- Repository: sourceforge.net/p/pseint/code/ci/master/tree/ ;
- Website: pseint.sourceforge.net

= PSeInt =

Free educational programming software

PSeInt is a multiplatform educational free software, directed at people who start programming. The version for desktop operating systems interprets pseudocode in Spanish, the Android version interprets pseudocode in English, Spanish and Portuguese.

== Description ==
PSeInt is the abbreviation of PSeudocode Interpreter, an educational tool created in Argentina, used mainly by students to learn the basics of programming and the development of logic. It is a very popular software of its kind and is widely used in universities in Latin America and Spain.
It uses pseudocode for the solution of algorithms.

== Purpose of PSeInt ==
PSeInt is designed to assist students who start in the construction of computer algorithms or programs. The pseudocode is usually used as the first contact to introduce basic concepts such as the use of control structures, expressions, variables, etc., without having to deal with the particularities of the syntax of a real language.
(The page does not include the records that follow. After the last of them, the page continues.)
PR #1287, opened 2019-02-26
Update URI options spec tests with changes for conflicting TLS options

saghm:


spec/spec_tests/uri_options_spec.rb
```diff
@@ -40,7 +40,7 @@
             end
           end
 
-          context 'when the uri should not warn', if: !test.warn? do
+          context 'when the uri should not warn', if: !test.warn? && test.valid? do
```
p-mongo: Why is the `warn?` condition insufficient here?

saghm: Since the spec changes add tests that are expected to raise errors (but not warn), the test will still be run and raise an error (on line 50) if we don't also check that the test is valid.

PR #1288, opened 2019-02-26
RUBY-1749 Reject two-part SRV hostnames with a trailing dot

saghm:


p-mongo:
Please add a docstring for `validate_hostname!` stating what it validates, as well as its policy on trailing dots. It should either always accept or always reject trailing dots, and this should be tested with inputs like `foo.bar.one.` and `foo.bar.one`, unless this somehow breaks the rest of the driver.

Please add unit tests for `validate_hostname!` with each of the cases that it checks.

p-mongo:
Other inputs currently accepted (i.e. considered valid) by this method:

- `.foo.bar`
- `...`
- `a...`
- `...a`
- `aaa...aaaa`

While a full hostname parser is not needed, we can easily verify that:

- each component is non-empty, and reject a hostname with empty components aka sequential dots
- leading dots are rejected (assuming this is what should happen)
- trailing dots are rejected (assuming this is what should happen)

lib/mongo/uri/srv_protocol.rb
```diff
@@ -103,12 +103,23 @@ def parse_creds_hosts!(string)
...
 
+      # Validates that a hostname fits the expected format.
+      #
+      # @param [ String ] hostname The hostname to validate.
+      #
+      # @raise [ Mongo::Error::InvalidURI ] If any of the following conditions are true:
+      #   * the hostname is empty
+      #   * the hostname contains either ',' or ':'
+      #   * the hostname begins with '.'
+      #   * the hostname contains consecutive '.' characters
```
p-mongo: Please also state that the trailing dots are not allowed.

spec/mongo/uri/srv_protocol_spec.rb
```diff
@@ -940,5 +951,99 @@
...
+        Mongo::URI::SRVProtocol.new("#{scheme}#{valid_hostname}/")
+      end
+
+      let(:validate) do
+        dummy_uri.send(:validate_hostname!, hostname)
+      end
+
+      context 'when the hostname is valid' do
+        let(:hostname) do
+          valid_hostname
```
p-mongo: Please also test that `foo` is a valid hostname.

lib/mongo/uri/srv_protocol.rb
saghm: That's incorrect; trailing dots are not forbidden by the spec, which is why there is a test that verifies it works

saghm:
I realized that I accidentally removed the condition that the hostname must have at least three parts, which required me to rewrite most of the unit tests I had added.

p-mongo:
Superseded by https://github.com/mongodb/mongo-ruby-driver/pull/1296.

PR #1464, opened 2021-03-16
Update fp-016-maintenance.md

nataled:
Reordering to conform to standard.


lschriml (changes requested):
Need to update to:
In cases when an area remains controversial, and no consensus is reached, then it is up to the ontology maintainer to either leave out the controversial term, or pick a viewpoint for practical considerations, and note the presence of controversy in an editor note.

lschriml (approved):
Reviewed and approved.

PR #1475, opened 2021-03-27
Moved RBO repo in GH

DanBerrios:
Moved repo to be owned by new org, Radiobiology Informatics Consortium. Update license to CC-BY3

### DIFF
--- a/ontology/rbo.md
+++ b/ontology/rbo.md
@@ -11,8 +11,8 @@ build:
   path: "."
 contact:
   email: daniel.c.berrios@nasa.gov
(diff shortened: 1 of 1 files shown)


jamesaoverton:
The PURL configuration will also have to be updated: https://github.com/OBOFoundry/purl.obolibrary.org/blob/master/config/rbo.yml

jamesaoverton (approved):

DanBerrios:
@jamesaoverton  I believe GH redirects so the existing purls should still work?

This software aims to facilitate the beginner the task of writing algorithms in this pseudolanguage by presenting a set of aids and assistance, and also provide some additional tools that help you find errors and understand the logic of the algorithms.

== Characteristics ==

- Autocomplete language
- Emerging aid
- Command Templates
- Supports procedures and functions
- Intelligent Indentation
- Export to other languages (C, C++, C#, Java, PHP, JavaScript, Visual Basic .NET, Python, Matlab)
- Graphing, creation and edition of flow diagrams
- Editor with syntax coloring
- PSeInt official forum
- Multi-platform software on Microsoft Windows, Linux and Mac OS X, in December 2016 started an independent development for Android.

== Award ==
PSeInt was the Project of the Month at SourceForge on two occasions, from September 1, 2015 and from December 19, 2016. and since November 16, 2019. It also has the Open Source Excellence distinction (more than 100,000 total downloads or 10,000 monthly downloads for the first time.)